Жрец стукнул посохом, и змея поползла к Ири, к его посоху. Он еще стукнул, и пресмыкающееся, коснувшись головой посоха, обвилось вокруг него и стало спиралью подниматься вверх, к руке жреца.
— Священный уреус благоволит принять жертву из рук чистого существа, — проговорил Ири, потрясая систром.
Тогда из-за завесы, скрывавшей дверь позади жертвенника, вышел младший жрец. Он держал в руке какую-то маленькую птичку.
— Хену, чистое дитя, возьми жертву, — сказал Ири, обращаясь к девочке, которая, казалось, застыла в изумлении и ужасе.
Младший жрец передал ей птичку, которая даже не билась в руках. Змея, держась спиралью на посохе, повернула голову к птичке. Глаза пресмыкающегося сверкали.
— Дитя, отдай жертву священному уреусу, — сказал Ири.

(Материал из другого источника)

Issue #1408, opened 2017-09-20
Enable additional javascript style linting rules


ragesoss:
We're using eslint rules from several plugins — the airbnb config, plus some React plugins — to maintain fairly standard style and Javascript usage. However, we have many of the rules disabled via `.eslintrc`, because there were violations that appeared after an update of the eslint config.

Most of these should be re-enabled along with fixes for any violations in the codebase.

This is best done one rule per commit (and at most a few rules per PR).

jstoebel:
I'll give this one a shot!

jstoebel:
currently working on `no-find-dom-node` and `forbid-prop-types`

bryszard:
Working on `no-danger`. See #1492

ragesoss:
@nicktu12 go for it! The a11y rules are especially appreciated, as fixing the javascript so that those rules are not violated may concretely improve the accessibility of the app.

alpha721:
@ragesoss can I give some of these a try?

ragesoss:
Yep!

helenatxu:
Hello, I am an applicant for the Outreachy internship, can I take this issue for my first contribution? Is it still available?

Ajitesh13:
Hello, Can I proceed with this open issue ?

Nikuunj:
this issue still available? 
plz give guides for repo

Nikuunj:
Hi @ragesoss,

I hope this message finds you well. I'm interested in joining the WikiEducationFoundation Slack channel to stay informed and contribute to the discussions. Could you please add me to the channel?

Looking forward to being a part of the community.

utkarsh-gaur:
Hello @ragesoss , I hope you are doing well. I am willing to the WikiEducationFoundation's slack channel to keep up with latest news. It would be grateful of you if you add me to the channel.

Eagerly waiting to be a part of the discussions taking place at WikiEducationFoundation .
Regards

ragesoss:
Let me know your email address if you would like a Slack invite.

utkarsh-gaur:
Thank you for your response.
Here's my email address associated with slack.
Email: ***@***.***

utkarsh-gaur:
i want to try my hands on this issue.
can you please assign this issue to me?

ragesoss:
@utkarsh-gaur your email address did not come through on github.

utkarsh-gaur:
E-mail: utkarshgaur6014@gmail.com

[...]

PR #1432, opened 2017-10-06
refactor to not use findDOMNode

jstoebel:
partially addresses #1408 by removing `findDOMNode`


jstoebel:
after discussion with @ragesoss its preferable to refactor to use enzyme instead. Closing so I can resubmit.

PR #1434, opened 2017-10-08
Refactor dyk reducer

KarmaHater:
Task: 
`We currently have a mix of older McFly-based Flux stores (in app/assets/javascripts/store) and a Redux store built from reducers (in app/assets/javascripts/reducers). We want to transition to using Redux for everything.`

What I did:

+ Fix performance issue in feedback reducer. (You should try not use `import * as types` but just import `const` that are needed)

+ Refactor feedback reducer to use the same code style as the rest.

+ Delete McFly `DidYouKnowStore` and created Did You Know reducer.

+ Broke up action type file. (It is not a good idea to use one file because they get big real fast).

+  Wrote tests for DidYouKnow reducer.

+ Refactor `did you know handler`. I moved the `HEADERS` and `NO_ACTIVITY_MESSAGE` vars out of the component. The only code that should be in a component is what is necessary to make it run. Components get big fast removing this kind of fluff is always a good idea :) I also deleted `storeDidChange` method that was not being used.

I would like to make a suggestion. I would highly recommend we use `reselect`. It keeps, code clean, helps with performance, and prevents silly errors. The Redux part of the project is small making it the perfect time to add this helpful npm package. I would be more then willing to do it if you think it is useful.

Девочка не двигалась, она не спускала глаз со змеи.
— Пенхи, сын мой, подведи девочку, — сказал жрец старику.
Тот повиновался и подвел девочку к посоху, к самой змее. Змея потянулась к птичке.
— Пусть отдаст, — сказал жрец.
Рука Хену автоматически потянулась вперед, и змея моментально схватила птичку.
— О, дедушка! Она глотает птичку! — вся дрожа, проговорила девочка, цепляясь за старика.
— Жертва принята, — торжественно произнес верховный жрец, вставая.
Змея быстро соскользнула с посоха и уползла за жертвенник. Тогда Ири подошел к Хену и, желая ободрить ее, стал гладить и целовать ее голову.
— Испугалась, девочка? Ничего, ничего, крошка, теперь все кончилось, — говорил он нежно.
Услыхав, что все страшное кончилось, Хену несколько ободрилась.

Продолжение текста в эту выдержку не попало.